Improving the scatter plot

The scatter plot is ubiquitous, and deservedly so. But a simple scatter plot:

has far too little information. The enhanced scatter plot I showed in the first figure adds several things:

  • A regression line: That’s the straight line
  • A loess smoothed line: That’s the sort of wavy line. It’s a nonparametric smoother of the data. The fact that it doesn’t deviate much from the straight line is an indicator that linear regression is fairly appropriate here.
  • Labels for each point. Here, they are states and the variables are unemployment and infant mortality.
  • Kernel density plots for each variable, a good univariate graphic.
  • A confidence ellipse, letting you see that DC and Mississippi are bivriate outliers.
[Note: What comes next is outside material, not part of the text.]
Issue #325, opened 2020-10-16
Formulate List[StateTransitionGraph] in terms of a class


redeboer:
I think it would be safer to wrap the allowed transitions (currently represent by a `list` of `StateTransitionGraph`s) into a class, something like `StateTransitionCollection`. This object can then contain more advanced methods to give info about the `list` of `StateTransitionGraph`s it contains, as well as some checks when adding new `StateTransitionGraph`s (for instance to enforce that the initial state and final state particles are consistent).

I created the fancy version in SAS. My code was:

PROC IMPORT OUT= WORK.UnempIM 
DATAFILE= "C:\personal\Graphics\UnEmpChildMort.csv"
DBMS=CSV REPLACE;
GETNAMES=YES;
DATAROW=2;
RUN;

which gets the data.

proc template;
define statgraph scatdens2;
begingraph; *BEGIN DEFINING THE GRAPH;
entrytitle "Scatter plot with density plots";
*CREATE A TITLE;
layout lattice/columns = 2 rows = 2
columnweights = (.8 .2) rowweights = (.8 .2)
columndatarange = union rowdatarange = union;
*LAYOUT LATTICE...SETS UP A GRID OF GRAPHS;
*COLUMNWEIGHTS AND ROWWEIGHTS SETS
THE RELATIVE SIZE OF THE INDIVIDUAL
COLUMNS AND ROWS;
columnaxes;
columnaxis /label = 'Unemployment (%)'
griddisplay = on;
columnaxis /label = '' griddisplay = on;
endcolumnaxes;
*COLUMNAXES SETS PARTICULAR
CHARACTERISTICS OF COLUMNS;
*THE SECOND ONE HAS NO LABEL (NONE WOULD FIT);
rowaxes;
rowaxis /label = 'Infant Mortality (per XXX)'
griddisplay = on;
rowaxis /label = '' griddisplay = on;
endrowaxes;
layout overlay; *STARTS THE ACTUAL GRAPHING OF DOTS ETC;
scatterplot x = unemployment y = infantmortality/datalabel = stateab;
*GRAPHS THE DOTS;
loessplot x = unemployment y = infantmortality;
loessplot x = unemployment
y = infantmortality/smooth = 1;
ellipse x = unemployment y = infantmortality
/type = predicted;
entry "Prediction ellipse (" {unicode alpha}"=.05)"/autoalign = auto textattrs = (color = red);
endlayout;
densityplot infantmortality/orient = horizontal kernel();
densityplot unemployment / kernel ();
endlayout;
endgraph;
end;
run;

which sets up a template for use by the graph template language (the stuff after a * is commentary on what that part of the code does. For more, see my paper on scatter plots.

and

options nodate nonumber ;
title;
title2;
ods pdf file = "c:\personal\presentations\SASGF14\scatterdens.pdf";
proc sgrender data = UnempIM template = scatdens2;
*NOW WE RENDER THE TEMPLATE WE CREATED;
run;
ods pdf close;

which makes a plot.

Of course, you might want other information in some cases. If either variable was discrete, you might add histograms instead of density plots. You might want to color code the points (e.g. I could have color coded for region of the country. You might want several different loess lines; or, if there were discontinuities, you might want to use wavelets to generate the line.